### WHAT YOU SHOULD DO
Go to the line that contains "Changed retry logic to nodejs-cloudant" and extract it along with every line after it, exactly, through the end of the data below.

┌────────

Issue #159, opened 2017-09-29
Support using an IAM API key


ricellis:
Rebase on nodejs-cloudant to pick up other auth support.
Add configuration options.

PR #184, opened 2018-01-31
Changed retry logic to nodejs-cloudant

ricellis:
Thanks for your hard work, please ensure all items are complete before opening a PR.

└────────

### ANSWER SPACE
Changed retry logic to nodejs-cloudant

ricellis:
Thanks for your hard work, please ensure all items are complete before opening a PR.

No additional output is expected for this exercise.